The indictment alleges that even though Vega also reported the traffic collision, neither Vega, during the radio calls nor Vega or Hernandez, during a subsequent conversation with their supervisor, disclosed that J.A. had been in the patrol vehicle during the collision in the alley.
It was only after J.A. had been independently detained on a neighboring street by other LASD deputies as the purported gun suspect that Vega informed his supervising sergeant that J.A. had been in Vega’s LASD patrol vehicle during the crash, falsely reporting to his supervisor that J.A. had been detained because he was suspected of being under the influence of a controlled substance, according to the indictment.
J.A. was transported to the hospital to receive treatment for the injury he sustained from the collision, and the indictment alleges that Hernandez directed a deputy at the hospital to issue J.A. a citation for being under the influence of methamphetamine.
The allegations stemming from the April 13, 2020 incident form the basis of the conspiracy, deprivation of civil rights, and witness tampering charges in the indictment.
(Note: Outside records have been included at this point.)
PR #1836, opened 2018-10-20
Add some latency metrics for GKE & KF deployments

abhi-g:
- Flow start time of request handling through the context
- create metrics around time to process the requests.

---
This change is [Reviewable](https://reviewable.io/reviews/kubeflow/kubeflow/1836)


kunmingg:
Currently stackdriver dashboard force user to choose aligner (between delta or rate) when add a new metrics. This might mess up our histogram metrics.
@jlewi shall we set up standalone dashboard?

PR #1841, opened 2018-10-23
Separate logic for setup_backend.sh

### LINKED ISSUE #1145: Problems upgrading services of type NodePort; spec.clusterIP: Invalid value: "":
I notice that if I run ks apply on an existing component that has services I get errors like the following

```
ks apply default -c iap-ingress
ERROR handle object: merging object with existing state: Service "envoy" is invalid: [metadata.resourceVersion: Invalid value: "": must be specified for an update, spec.clusterIP: Invalid value: "": field is immutable] 
```
I get the same error if I do ks show followed by kubectl apply

```
ks show default -c iap-ingress | kubectl apply -f -
ingress.extensions "envoy-ingress" unchanged
certificate.certmanager.k8s.io "envoy-ingress-tls" configured
serviceaccount "envoy" unchanged
clusterrolebinding.rbac.authorization.k8s.io "envoy" configured
clusterrole.rbac.authorization.k8s.io "envoy" configured
deployment.extensions "envoy" configured
deployment.extensions "iap-enabler" unchanged
configmap "envoy-config" created
service "whoami-app" unchanged
deployment.extensions "whoami-app" unchanged
The Service "envoy" is invalid: 
* metadata.resourceVersion: Invalid value: "": must be specified for an update
* spec.clusterIP: Invalid value: "": field is immutable
```

Here is the output of ks show

```
apiVersion: v1
kind: Service
metadata:
  labels:
    service: envoy
  name: envoy
  namespace: kubeflow
spec:
  ports:
  - name: envoy
    port: 8080
    targetPort: 8080
  selector:
    service: envoy
  type: NodePort
```

My conjecture is that this issue is specific to services with NodePort and is the result of 0.11 switching to using merge patching to try to preserve node ports:
https://github.com/ksonnet/ksonnet/releases

I suspect this is not a ksonnet issue.

Related issues:
   #980 - ks apply complains about optimistic locking

r2d4:
"setup_backend.sh is doing two things

1. updating the backend service
2. updating the envoy config in each instance with the info needed for
JWT validation
"
This PR separates those two concerns into two separate scripts.

Fixes #1145

---
This change is [Reviewable](https://reviewable.io/reviews/kubeflow/kubeflow/1841)

### DIFF
--- a/kubeflow/core/iap.libsonnet
+++ b/kubeflow/core/iap.libsonnet
@@ -251,6 +251,87 @@
     },  // deploy
     deploy:: deploy,
 
+    // Run the process to update the backend service
+    local backendUpdater = {
+      apiVersion: "apps/v1",
+      kind: "StatefulSet",
+      metadata: {
+        name: "backend-updater",
+        namespace: params.namespace,
+        labels: {
+          service: "backend-updater",
+        },
+      },
+      spec: {
+        selector: {
+          matchLabels: {
+            service: "backend-updater",
+          },
+        },
+        template: {
+          metadata: {
+            labels: {
+              service: "backend-updater",
+            },
+          },
+          spec: {
+            serviceAccountName: "envoy",
+            containers: [
+              {
+                name: "backend-updater",
+                image: params.ingressSetupImage,
+                command: [
+                  "bash",
+                  "/var/envoy-config/update_backend.sh",
+                ],
+                env: [
+                  {
+                    name: "NAMESPACE",
+                    value: params.namespace,
+                  },
+                  {
+                    name: "SERVICE",
+                    value: "envoy",
+                  },
+                  {
+                    name: "GOOGLE_APPLICATION_CREDENTIALS",
+                    value: "/var/run/secrets/sa/admin-gcp-sa.json",
+                  },
+                ],
+                volumeMounts: [
+                  {
+                    mountPath: "/var/envoy-config/",
+                    name: "config-volume",
+                  },
+                  {
+                    name: "sa-key",
+                    readOnly: true,
+                    mountPath: "/var/run/secrets/sa",
+                  },
+                ],
+              },
+            ],
+            volumes: [
+              {
+                configMap: {
+                  name: "envoy-config",
+                },
+                name: "config-volume",
+              },
+              {
+                name: "sa-key",
+                secret: {
+                  secretName: "admin-gcp-sa",
+                },
+              },
+            ],
+          },
+        },
+      },
+
+    },  // backendUpdater
+    backendUpdater:: backendUpdater,
+
     // Run the process to enable iap
     local iapEnabler = {
       apiVersion: "extensions/v1beta1",
@@ -631,6 +712,7 @@
       data: {
         "envoy-config.json": std.manifestJson(envoyConfig(params)),
         "setup_backend.sh": importstr "setup_backend.sh",
+        "update_backend.sh": importstr "update_backend.sh",
         "configure_envoy_for_iap.sh": importstr "configure_envoy_for_iap.sh",
       },
     },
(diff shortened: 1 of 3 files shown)


kubeflow/core/iap.libsonnet
```diff
@@ -251,6 +251,78 @@
     },  // deploy
     deploy:: deploy,
 
+    // Run the process to update the backend service
+    local backendUpdater = {
```
jlewi: Should we run this as a StatefulSet  or Deployment?

It could be desirable; if we periodically rerun the commands to update the backend. This way if someone messes with the backend it will eventually be reset to the desired state.

kubeflow/core/pod.yaml
```diff
@@ -0,0 +1,36 @@
+apiVersion: v1
```
jlewi: What's this for? Aren't use using the K8s job in iap.libsonnet to run update_backend.sh?

kubeflow/core/update_backend.sh
```diff
@@ -0,0 +1,38 @@
...
+[ -z ${SERVICE} ] && echo Error SERVICE must be set && exit 1
+
+PROJECT=$(curl -s -H "Metadata-Flavor: Google" http://metadata.google.internal/computeMetadata/v1/project/project-id)
+if [ -z ${PROJECT} ]; then
+echo Error unable to fetch PROJECT from compute metadata
+exit 1
+fi
+
+# Activate the service account
+gcloud auth activate-service-account --key-file=${GOOGLE_APPLICATION_CREDENTIALS}
```
jlewi: I think we need to add retries here:
https://github.com/kubeflow/kubeflow/blob/7a84feb3f0caf3bf7c282c31008073d90edceaf0/kubeflow/core/configure_envoy_for_iap.sh#L22

To allow for the fact that service account might not work immediately.

kubeflow/core/update_backend.sh
```diff
@@ -0,0 +1,38 @@
+#!/bin/bash
+#
+# A simple shell script to configure the backend timeouts and health checks by using gcloud.
+[ -z ${NAMESPACE} ] && echo Error NAMESPACE must be set && exit 1
```
jlewi: As noted in my comment about using a stateful set vs. K8s job,

should we add a while loop around this code and repeat the activation every hour or so?

scripts/util.sh
```diff
@@ -76,7 +76,7 @@ function createKsApp() {
   # ks component rm spartakus
   # Generate a random 30 bit number
   local usageId=$(((RANDOM<<15)|RANDOM))
-  ks generate spartakus spartakus --usageId=${usageId} --reportUsage=true
+  # ks generate spartakus spartakus --usageId=${usageId} --reportUsage=true
```
jlewi: Did you intend to comment this out?

jlewi:
Thanks @r2d4 

You should be able to follow these instructions to get the logs for the Argo step that failed in your most recent presubmit
https://github.com/kubeflow/testing#no-logs-in-argo-ui-or-pod-id-missing-in-argo-logs

However, the reason the logs don't show up in Argo is probably just a transient error; so its likely if you rerun the tests the Argo logs will be available and you can see the failure that way.

jlewi:
@r2d4 ping? Is this blocked on anything if not would be good to get it updated and submitted?

kubeflow/core/iap.libsonnet
r2d4: Updated as Statefulset

kubeflow/core/update_backend.sh
r2d4: I added a `sleep 3600` at the end of the script, after the container completes, k8s should spin up another pod

r2d4:
cc @jlewi this should be ready for review

PR #1843, opened 2018-10-23
create a self-serve environment for data-scientists

### LINKED ISSUE #1842: create a self-serve component for data-scientists
- [x] have all infra-components in a common namespace like 'kubeflow'
- [x] provide a CRD and controller so a datascientist can create one or more protected namespaces 
- [x] protected namespaces created by the data scientist allow 
  - [ ] jupyter notebooks to be run
  - [ ] tf-jobs to be run
  - [ ] tf-serving to be run 
  - [x] is secure such that only the data scientist can see it

kkasravi:
fixes #1842

---
This change is [Reviewable](https://reviewable.io/reviews/kubeflow/kubeflow/1843)


kubeflow/metacontroller/metacontroller.libsonnet
```diff
@@ -135,7 +135,8 @@
                   "-v=4",
                   "--discovery-interval=20s",
                 ],
-                image: "metacontroller/metacontroller:0.2.0",
+                #image: "metacontroller/metacontroller:latest",
```
jlewi: Delete commented out code.

Should the image be a parameter?

kubeflow/registry.yaml
```diff
@@ -4,6 +4,12 @@ libraries:
   application:
     version: master
     path: application
+  metacontroller:
```
jlewi: Didn't you already add metacontroller in another PR?

scripts/kfws
```diff
@@ -0,0 +1,41 @@
+#!/usr/bin/env bash
```
jlewi: What's this script for?

Why not just tell users to create the YAMl directly and do kubectl apply?

If we have a script that creates and applies a resource, then we hide the declarative management.
With kfctl.sh we deliberately split this into two steps generate and apply so that it was easy for users to customize.

kubeflow/projects/projects.libsonnet
```diff
@@ -0,0 +1,962 @@
...
+          {
+            port: 80,
+            targetPort: 8080,
+          },
+        ],
+      },
+    },
+    projectsService:: projectsService,
+
+    local syncProject =
```
jlewi: Can you add a comment explaining what this is?

kubeflow/projects/projects.libsonnet
```diff
@@ -0,0 +1,962 @@
...
+              std.objectHas(resource.metadata, 'name') && 
+              std.objectHas(request, 'parent') &&
+              std.objectHas(request.parent, 'spec') &&
+              std.objectHas(request.parent.spec, 'namespace') &&
+              resource.metadata.name == request.parent.spec.namespace then
+                true
+              else
+                false,
+          }.return,
+          //local foundChildren = std.filter(existingResource,
```
jlewi: Delete commented out code.

kubeflow/projects/projects.libsonnet
```diff
@@ -0,0 +1,962 @@
...
+      metadata: {
+        name: "workspaces-controller",
+      },
+      spec: {
+        generateSelector: true,
+        parentResource: {
+          apiVersion: "kubeflow.org/v1alpha1",
+          resource: "workspaces",
+        },
+        childResources: [
```
jlewi: Delete commented out code.

jlewi:
Thank you. As I mentioned yesterday I think this is a great leap forward in our multi-tenant story.

Please expand the PR description.

It looks like this PR is introducing 3 new resources

* Projects
* Workspaces
* Permissions

How are projects and workspaces different? Is there a 1:1 relationship between Projects or Workspaces and namespaces? 

What is permission? Is it a collection of resources?

IIUC metacontroller is implemented using a user supplied lambdas. Are the lambdas in this case implemented as jsonnet?

kkasravi:
this is closed in lieu of #1872

PR #1845, opened 2018-10-23
prober test, kubeflow testing part

kunmingg:
add prober test logic to test_deploy_app.py
which for loop:
1. clean up resource
2. make deploy call
3. check result

---
This change is [Reviewable](https://reviewable.io/reviews/kubeflow/kubeflow/1845)

### DIFF
--- a/testing/test_deploy_app.py
+++ b/testing/test_deploy_app.py
@@ -265,6 +265,8 @@ def prober_clean_up_resource(args):
 
   # Delete target-http-proxies
   delete_gcloud_resource(args, 'target-http-proxies')
+  # Delete target-http-proxies
+  delete_gcloud_resource(args, 'target-https-proxies')
   # Delete url-maps
   delete_gcloud_resource(args, 'url-maps')
   # Delete backend-services
--- a/testing/test_deploy_app.py
+++ b/testing/test_deploy_app.py
@@ -10,7 +10,7 @@ from time import sleep
 from google.auth.transport.requests import Request
 from googleapiclient import discovery
 from oauth2client.client import GoogleCredentials
-from prometheus_client import start_http_server, Gauge
+from prometheus_client import start_http_server, Gauge, Counter
 
 import requests
 import yaml
@@ -27,9 +27,11 @@ IAM_SCOPE = 'https://www.googleapis.com/auth/iam'
 OAUTH_TOKEN_URI = 'https://www.googleapis.com/oauth2/v4/token'
 METHOD = 'GET'
 SERVICE_HEALTH = Gauge('deployment_service_status',
-                              '0: normal; 1: deployment not successful; 2: service down')
+                       '0: normal; 1: deployment not successful; 2: service down')
 PROBER_HEALTH = Gauge('prober_health',
-                              '0: normal; 1: not working')
+                      '0: normal; 1: not working')
+SUCCESS_COUNT = Counter('deployment_success_count', 'accumulative count of successful deployment')
+FAILURE_COUNT = Counter('deployment_failure_count', 'accumulative count of failed deployment')
 
 def may_get_env_var(name):
   env_val = os.getenv(name)
@@ -111,9 +113,9 @@ def insert_ssl_cert(args):
   credentials = GoogleCredentials.get_application_default()
 
   service = discovery.build('deploymentmanager', 'v2', credentials=credentials)
-  retry_credit = 100
-  while retry_credit > 0:
-    retry_credit -= 1
+  # Wait up to 10 minutes till GKE cluster up and available.
+  end_time = datetime.datetime.now() + datetime.timedelta(minutes=10)
+  while datetime.datetime.now() < end_time:
     sleep(5)
     try:
       request = service.deployments().get(project=args.project, deployment=args.deployment)
@@ -131,6 +133,7 @@ def insert_ssl_cert(args):
   os.mkdir(SSL_DIR)
   logging.info("donwload ssl cert and insert to GKE cluster")
   try:
+    # TODO: switch to client lib
     util_run(("gsutil cp gs://%s/%s/* %s" % (SSL_BUCKET, args.mode, SSL_DIR)).split(' '))
   except Exception:
     logging.warning("ssl cert for %s doesn't exist in gcs" % args.mode)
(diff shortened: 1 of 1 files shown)


testing/test_deploy_app.py
```diff
@@ -23,7 +26,10 @@
 IAM_SCOPE = 'https://www.googleapis.com/auth/iam'
 OAUTH_TOKEN_URI = 'https://www.googleapis.com/oauth2/v4/token'
 METHOD = 'GET'
-logging.getLogger('googleapiclient.discovery_cache').setLevel(logging.ERROR)
+SERVICE_HEALTH = Gauge('deployment_service_status',
```
jlewi: The indentation of '0: normal..." looks off, Can you fix please?

testing/test_deploy_app.py
```diff
@@ -33,7 +39,7 @@ def may_get_env_var(name):
   else:
     raise Exception("%s not set" % name)
 
-def make_deploy_call(args):
+def prepare_request_data(args):
```
jlewi: Why does the prototype need to load gcp_prototype.yaml? Shouldn't that be handled by the backend?

testing/test_deploy_app.py
```diff
@@ -67,15 +71,40 @@ def make_deploy_call(args):
...
-    "SAClientId": "111670663612681935351",
+    "SAClientId": args.sa_client_id,
     "Token": access_token,
     "Zone": args.zone
   }
-  resp = requests.post("http://kubeflow-controller.%s.svc.cluster.local:8080/kfctl/e2eDeploy" % args.namespace, json=req_data)
+
+def make_e2e_call(args):
+  req_data = prepare_request_data(args)
+  resp = requests.post("http://kubeflow-controller.%s.svc.cluster.local:8080/kfctl/e2eDeploy" % args.namespace,
```
jlewi: Why are you contactig a locally running service? Shouldn't the prober be running in a different project and using the endpoint
deploy.kubeflow.cloud
or
deploy-staging.kubeflow.cloud

jlewi: Oh this is used for the E2E test.

testing/test_deploy_app.py
```diff
@@ -23,7 +26,10 @@
 IAM_SCOPE = 'https://www.googleapis.com/auth/iam'
 OAUTH_TOKEN_URI = 'https://www.googleapis.com/oauth2/v4/token'
 METHOD = 'GET'
-logging.getLogger('googleapiclient.discovery_cache').setLevel(logging.ERROR)
+SERVICE_HEALTH = Gauge('deployment_service_status',
+                              '0: normal; 1: deployment not successful; 2: service down')
+PROBER_HEALTH = Gauge('prober_health',
```
jlewi: Why gauges and not a counter?
What if we have N instances of the prober deploying in parallel?

If we have a counter for these values e.g. 1 counter for successes and 1 for failure then we can just increment those counters and compute rates in order to setup alerts.

testing/test_deploy_app.py
```diff
@@ -101,13 +130,52 @@ def insert_ssl_cert(args):
     shutil.rmtree(SSL_DIR)
   os.mkdir(SSL_DIR)
   logging.info("donwload ssl cert and insert to GKE cluster")
-  os.system("gsutil cp gs://%s/%s/* %s" % (SSL_BUCKET, args.cert_group, SSL_DIR))
-  os.system("gcloud container clusters get-credentials %s --zone %s --project %s" % (args.deployment, args.zone, args.project))
-  os.system("kubectl create -f %s" % SSL_DIR)
+  try:
+    util_run(("gsutil cp gs://%s/%s/* %s" % (SSL_BUCKET, args.mode, SSL_DIR)).split(' '))
```
jlewi: nit: Add a TODO to switch to using the GCS client instead of shelling out to gsutil.

testing/test_deploy_app.py
```diff
@@ -101,13 +130,52 @@ def insert_ssl_cert(args):
...
 def check_deploy_status(args):
   logging.info("check deployment status")
+  service_account_credentials = get_service_account_credentials("CLIENT_ID")
+
+  google_open_id_connect_token = get_google_open_id_connect_token(
+    service_account_credentials)
+  # Wait up to 30 minutes for IAP access test.
+  retry_credit = 180
+  status_code = 0
+  while retry_credit > 0:
```
jlewi: Why not just use the retrying module?

jlewi: If your doing time based retrying then I would suggest doing something like

end_time = datetime.datetime.now() + datetime.timedelta(minutes=30)
while datetime.datetime.now() < end_time:
...

This way if you change the sleep; you don't affect the total time we wait.

testing/test_deploy_app.py
```diff
@@ -179,6 +217,105 @@ def get_google_open_id_connect_token(service_account_credentials):
     request, OAUTH_TOKEN_URI, body)
   return token_response['id_token']
 
+def delete_gcloud_resource(args, keyword, filter='', dlt_params=[]):
+  get_cmd = 'gcloud compute %s list --project=%s --format="value(name)"' % (keyword, args.project)
```
jlewi: Add a TODO to replace this with use of the client libraries rather than shelling out to gcloud.

testing/test_deploy_app.py
```diff
@@ -179,6 +217,105 @@ def get_google_open_id_connect_token(service_account_credentials):
...
+  credentials = GoogleCredentials.get_application_default()
+  service = discovery.build('deploymentmanager', 'v2', credentials=credentials)
+  delete_done = False
+  try:
+    request = service.deployments().delete(project=args.project, deployment=args.deployment)
+    response = request.execute()
+  except Exception as e:
+    logging.info("Deployment doesn't exist, continue")
+  # wait up to 500 seconds till delete finish.
+  for i in range(50):
```
jlewi: Same comment as above.

while datetime.datetime.now() < endtime

testing/test_deploy_app.py
```diff
@@ -210,20 +347,20 @@ def main(unparsed_args=None):
...
-    "--client_id",
-    default="",
-    type=str,
-    help="oauth client id")
-  parser.add_argument(
-    "--client_secret",
-    default="",
-    type=str,
-    help="oauth client secret")
+    help="target url which accept deployment request")
```
jlewi: Delete commented out code.

testing/test_deploy_app.py
kunmingg: Want to use value to indicate error type.
If we have n instance, then
```any(signal != 0)``` should trigger alert.

kunmingg: Added SUCCESS_COUNT and FAILURE_COUNT

kunmingg:
Need to rebase for presubmit test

The falsification of records charges pertain to two incident reports prepared and filed with LASD in mid-April 2020.
The first report, which Vega prepared with Hernandez’s assistance, allegedly falsely stated that J.A. exhibited symptoms of a person under the influence of a stimulant; that J.A. had threatened to harm people in the skatepark, as well as Vega and Hernandez; that a crowd of people were moving toward the LASD patrol vehicle as the defendants drove away after unlawfully detaining J.A; and that, following the crash in the alley, Vega checked J.A. for injuries and J.A. was placed in another patrol vehicle of an assisting LASD unit until paramedics arrived.
Vega prepared a second report, according to the indictment, in which he falsely claimed to have transferred J.A. to the second patrol vehicle.
Both defendants are presumed innocent unless proven guilty.
The conspiracy count alleged in the indictment carries a statutory maximum penalty of five years in federal prison, while the civil rights offense carries a maximum sentence of 10 years. The offenses of witness tampering and falsification of records each carry a statutory maximum sentence of 20 years.
The FBI is investigating this matter.
Assistant U.S. Attorneys J. Jamari Buxton and Brian R. Faerstein of the Public Corruption and Civil Rights Section are prosecuting this case.